Relating the two lists
The two lists use different levels of granularity to describe the same landscape of regression uses. Vittinghoff et al. (2012) provides three broad categories, while Kleinbaum et al. (2014) identifies eight more specific applications.
Applications 6 and 7 are related but distinct: Application 6 asks whether a derived regression relationship (e.g., a coefficient or the overall model) differs across pre-defined groups, typically by comparing models fit separately for each group. Application 7 asks whether two predictors interact within a single model — that is, whether the effect of one predictor on the outcome depends on the value of another predictor. In that sense, Application 6 can be viewed as a special case of Application 7 where the grouping variable is the effect modifier.
The key conceptual distinction made by Vittinghoff et al. (2012) — but not explicitly highlighted by Kleinbaum et al. (2014) — is between prediction (forecasting future outcomes) and causal inference (estimating the effect of a specific predictor). This distinction has important implications for model building strategy: prediction models can include any variables that improve predictive accuracy, while causal inference requires careful consideration of confounding, mediation, and the causal structure of the data.
Prediction, Inference, and Causal Inference
The goal of prediction is to forecast an outcome \(Y\) for new observations, given observed predictor variables \(X_1, \ldots, X_p\). In a prediction problem, the model is often treated as a “black box”: we care about predictive accuracy, not about the exact form or interpretation of the relationship between predictors and outcome (James et al. 2021, chap. 2).
Example 1 For example, a clinical prediction model might identify which patients are at highest risk of hospital readmission, using demographics, diagnoses, and laboratory values, without requiring that each predictor be causally related to readmission.
At its core, prediction aspires to minimize uncertainty: the goal is that, by including enough informative predictors and combining them flexibly, we can reduce as much as possible the residual randomness in our forecasts.
Statistical inference also studies the relationship between \(Y\) and \(X_1, \ldots, X_p\), but the goal shifts from accuracy to understanding: which predictors are associated with the response, in what direction, and by how much (James et al. 2021, chap. 2)?
Example 2 For example, a cohort study might estimate the association between smoking and lung cancer incidence, along with a confidence interval quantifying uncertainty about the magnitude of that association.
Unlike prediction, statistical inference treats the uncertainty in outcomes as a meaningful quantity to characterize, not merely residual noise to be minimized.

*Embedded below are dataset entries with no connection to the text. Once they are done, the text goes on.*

PR #18785, opened 2024-04-24
Change global arp ignore level from "check ip within same subnet" to "all reply"

irene-pan1202:
#### Why I did it
arp_ignore has different modes for sending replies in response to received ARP requests that resolve the local target IP address.
Due to the strict settings of the arp_ignore global configuration, there are more restrictions.

##### Work item tracking
support a new field that allows dynamic modification of arp_ignore for different interfaces.
https://github.com/sonic-net/sonic-swss/issues/3122

#### How I did it
Change global arp ignore level from "check ip within same subnet" to "all reply".
#### How to verify it
```
admin@sonic:/$ sudo sysctl -a | grep all.arp_ignore
net.ipv4.conf.all.arp_ignore = 0
```

- [ ] 201811
- [ ] 201911
- [ ] 202006
- [ ] 202012
- [ ] 202106
- [ ] 202111
- [ ] 202205
- [ ] 202211
- [ ] 202305

- [ ] 
- [ ]


prsunny:
Can you please share the motivation of this PR?

files/image_config/sysctl/sysctl-net.conf
```diff
@@ -14,7 +14,6 @@ net.ipv4.conf.all.arp_accept=0
 net.ipv4.conf.all.arp_announce=1
 net.ipv4.conf.all.arp_filter=0
 net.ipv4.conf.all.arp_notify=1
-net.ipv4.conf.all.arp_ignore=2
```
prsunny, line 17: Do not change default values that break backward compatibility.

irene-pan1202: According to linux documentation, https://github.com/torvalds/linux/blob/master/Documentation/networking/ip-sysctl.rst  
`The max value from conf/{all,interface}/arp_ignore is used when ARP request is received on the {interface}`

arp_ignore will take the max value, therefore all interfaces will use the global value. 
If this setting could be changed to be controlled via the interface, it would provide users with more flexibility.
Therefore, remove the global value and change the default arp_ignore setting of 2 to be configured per interface.
Related PR: [sonic-net/sonic-swss#3122](https://github.com/sonic-net/sonic-swss/pull/3122)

Causal inference asks a distinct third question. A predictive association between a predictor \(X\) and an outcome \(Y\) does not imply that intervening to change \(X\) will change \(Y\). Causal inference addresses this gap: it asks what would happen to \(Y\) if we were to actively set \(X\) to a particular value, rather than passively observe it (Vittinghoff et al. 2012, chap. 12).
Example 3 For example, even if smoking is strongly associated with lung cancer in observational data, causal inference asks whether reducing smoking rates would cause a reduction in lung cancer incidence — a question that requires additional assumptions about the data-generating process.
One useful framing of causal inference is as a prediction problem in counterfactual worlds: predicting what outcomes would have occurred under treatment conditions that were not actually administered. Under the potential outcomes framework (Neyman 1990; Rubin 1974, 688–701; Vittinghoff et al. 2012, chap. 12), individual causal effects are treated as deterministic in principle — each person has a fixed potential outcome under each treatment condition — and uncertainty arises from the fact that we can observe only one potential outcome per person, and from heterogeneity in effects across individuals.
Accurate causal inference typically requires accounting for confounding: in observational data, people who receive a treatment are often systematically different from those who do not in ways that also affect the outcome. These differences can make predictive associations misleading for causal questions.
A useful informal distinction: prediction asks which individuals are at highest risk, while causal inference asks what is the effect of a particular intervention, and statistical inference asks what the association is without necessarily specifying an intervention.
For an accessible introduction to the distinction between prediction and statistical inference, see James et al. (2021, chap. 2). For coverage of causal inference methods in an epidemiological setting, see Vittinghoff et al. (2012, chap. 12) and Hernán and Robins (2020, pt. I). For an in-depth treatment, see the causal inference chapter.